University Of Tokyo Unveils Slim, Lightweight AR Glasses With Enhanced Usability

Researchers from the University of Tokyo and international collaborators have developed AR glasses that receive images from an external projector using a beaming display approach, reducing weight and eliminating onboard power needs. The system incorporates diffractive waveguides, expanding light reception angles from five to 20 to 30 degrees for improved usability. Their findings will be presented at the IEEE VR conference in Saint-Malo, France, in March 2025.

Overcoming AR Glasses Limitations

Augmented reality overlays digital elements onto real-world environments, enhancing applications in gaming, education, healthcare, manufacturing, and retail. While AR technology has gained widespread adoption in mobile applications, wearable AR devices, particularly AR glasses, have struggled due to issues related to weight, battery life, and computational power.

Traditional AR glasses rely on integrated microdisplays, necessitating internal processing units and power sources, which contribute to their bulk and discomfort. Despite advances in optics and hardware miniaturization, these devices have yet to reach mass adoption due to ergonomic and functional constraints.

Beaming Display: A Novel Approach

Researchers from the University of Tokyo and collaborating institutions have introduced an alternative approach that eliminates the need for onboard power sources by allowing AR glasses to receive images from external projectors. This system, termed the “beaming display” approach, addresses critical issues of weight and usability while maintaining high-quality visuals.

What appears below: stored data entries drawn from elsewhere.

PR #2623, opened 2026-08-07
fix(link): refuse an import whose loader name is an import-address alias

### LINKED ISSUE #2527: link: refuse to emit an import whose name begins with __imp_
Silent miscompile: using `#[symbol("__imp_Sleep")]` to force attribution produces a PE whose import table contains `kernel32.dll:__imp_Sleep`, which does not exist.

## Repro

Use `#[symbol("__imp_Sleep")]` in a Windows target to force attribution, or use the `symbols = [...]` key from #2510 with an `__imp_*`-prefixed name.

## Expected

An import named `__imp_*` is rejected with a diagnostic pointing at the real fix.

## Actual

Emitted into the import table, producing an image that cannot load on Windows with a missing-entry-point error. The image links clean and passes CI, failing only at load time.

## Environment

linux x86_64 host, cross-linking for windows-x86_64, mach 4.5.0. Established statically from emitted bytes plus the PE import-by-name contract; nothing was executed.

octalide:
Closes #2527

## What

`__imp_X` is PE's spelling for the address cell the import table *itself* synthesizes for export X. It is never an export, so no library provides a symbol under that name. An image importing `kernel32.dll:__imp_Sleep` links clean, passes CI, and fails only when Windows loads it, with a missing-entry-point error. That is the silent miscompile.

`canonical_import_name` strips exactly one `__imp_` from an *object symbol*, which is why `#[symbol("__imp_Sleep")]` on its own no longer reproduces on `dev`. Two routes still reach the loader plan with the prefix intact:

1. **The manifest claim.** A doubled source spelling canonicalizes down to the alias, which a `symbols = ["__imp_Sleep"]` claim then attributes. (A `#[library]` decorator cannot do this: it keys on the source spelling the canonical name is derived from, so it always misses.)
2. **An import-library short record.** `ImportDecl.import_name` overrides the canonical name after canonicalization has run, so a `.lib` record naming `__imp_X` goes straight into the table unchecked.

The guard sits where the row's loader-facing name is settled (after the `decl != nil` override in `build_dynamic_info`), so it covers both. It is written against the format's own `import_address_prefix` rather than a literal `__imp_`, so it is inert on ELF and Mach-O, where a `__imp_`-named symbol carries no such meaning.

```
error: dynamic import '__imp_Sleep' names the import-address alias of 'Sleep' rather than an export: '__imp_' is the convention for the address cell the import table itself synthesizes, so no library exports a symbol under that name and the image would fail to load. import 'Sleep' instead - the linker emits that import and resolves every alias reference to its address cell
```

A bare prefix with no suffix names no export and is not an alias, so it is left alone.

## Tests

Two, one per route:

- `int/surface/pe-imp-alias-refused` — `run: build-fails`, cross-built win64 on the linux leg. Covers the manifest-claim route end to end.
- `mach.lang.be.linker.build_dynamic_info:rejects_import_address_alias` — an `ImportDecl` whose `import_name` is `__imp_Sleep` over an undecorated object symbol, so canonicalization is not involved. Asserts the link errors, that **the plan carries no import row at all**, and that the message names both the alias and the export.

The issue notes a test that only checks the link succeeds is exactly what let this through, so here is the miscompiled output. With the guard removed, the same fixture links clean and emits:

```
$ python3 peimp.py out/windows/debug/bin/case
import dir rva=0x3000 size=60
kernel32.dll:__imp_Sleep
kernel32.dll:ExitProcess
```

`kernel32.dll:__imp_Sleep` is the bad row: kernel32 exports `Sleep`, never `__imp_Sleep`.

The int case reports that directly:

```
FAIL surface/pe-imp-alias-refused [linux/debug] (build succeeded; expected a link error)
FAIL surface/pe-imp-alias-refused [linux/release] (build succeeded; expected a link error)
int: 2 failure(s) on linux
```

And the unit test, with only the guard block deleted:

```
  FAIL  mach.lang.be.linker.build_dynamic_info:rejects_import_address_alias  ./src/lang/be/linker.mach:7266  (exit 1)

1167 passed, 1 failed, 1168 total
```

With the fix, both pass and the emitted table is refused rather than written.

The pre-existing `pe-dllimport-indirection` and `pe-local-import-pointer` cases stay green, so the legitimate Clang `__imp_X` object reference still resolves to X's IAT cell and still emits the undecorated import.

## Verification

- `mach test .` green (1168/1168)


octalide:
Merged current `dev` (which now carries #2614, #2618, #2625). The conflict was in `src/lang/be/linker.mach`: `dev`'s #2528 test and this branch's #2527 test were added at the same anchor, so both are kept.

Re-verified on the merged tip, including re-confirming the guard is load-bearing after the reconstruction. With only the guard block removed:

```
mach.lang.be.linker                          37 ok     1 FAIL     86ms
  FAIL  mach.lang.be.linker.build_dynamic_info:rejects_import_address_alias

FAIL surface/pe-imp-alias-refused [linux/debug] (build succeeded; expected a link error)
FAIL surface/pe-imp-alias-refused [linux/release] (build succeeded; expected a link error)
```

Restored: `mach test .` 1197/1197, full linux int suite green, self-host fixpoint holds.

“This research aims to develop a thin and lightweight optical system for AR glasses using the ‘beaming display’ approach,” said Yuta Itoh, project associate professor at the University of Tokyo and first author of the study. “By eliminating the need for built-in displays and power sources, we can enhance comfort and portability without sacrificing image quality.”

Expanding Viewing Angles with Diffractive Waveguides

A major challenge with previous light-receiving AR glasses was their limited angular range for capturing projected images. Earlier models could only display clear images when tilted within five degrees of the light source, significantly restricting their practicality.

The team overcame this issue by incorporating diffractive optical waveguides—patterned grooves that control the direction of incoming light. This innovation expanded the glasses’ operational angle range to approximately 20-30 degrees, allowing users to move their heads more freely while maintaining a stable AR experience.

“By adopting diffractive optical waveguides, our beaming display system significantly expands the head orientation capacity,” Itoh explained. “This advancement enhances usability, making AR glasses more practical for everyday applications.”

How the Beaming Display System Works

The researchers designed a two-component light-receiving system: a screen and waveguide optics. The process works as follows:

1. A laser-scanning projector beams an image toward a diffuser, which distributes the light evenly.
2. A lens focuses the light onto a diffractive waveguide embedded in the glasses’ material.
3. The waveguide channels the light toward specific gratings on the glasses’ inner surface.
4. These gratings extract and direct the image light toward the user’s eyes, creating a clear AR display.

To test this technology, the team developed a prototype that successfully projected a 7-millimeter image onto AR glasses from a distance of 1.5 meters at various angles (0-40 degrees). The integration of waveguides significantly improved the glasses’ ability to receive images at wider angles without sacrificing image clarity.

Future Developments and Challenges

While the beaming display system marks a significant step forward, the researchers acknowledge that additional refinements are necessary. Future research efforts will focus on enhancing wearability, integrating head-tracking technology, and expanding the field of view.

“Ideally, future setups will incorporate steerable projectors that adjust in real-time to the position of AR glasses, ensuring a more seamless AR experience in dynamic environments,” said Itoh.

Other areas of improvement include:

• Addressing ghost images and enhancing image contrast
• Developing prescription-compatible curved waveguides
• Introducing full-color displays instead of monochrome projections
• Exploring higher-resolution light sources for better image clarity

Conclusion

The beaming display system offers a promising solution to the long-standing challenges of AR glasses, significantly improving comfort and usability. By offloading computational and power requirements to an external projector, this technology paves the way for more practical, lightweight AR devices. As research progresses, these advancements could revolutionize the way we interact with digital content, bringing AR glasses closer to mainstream adoption.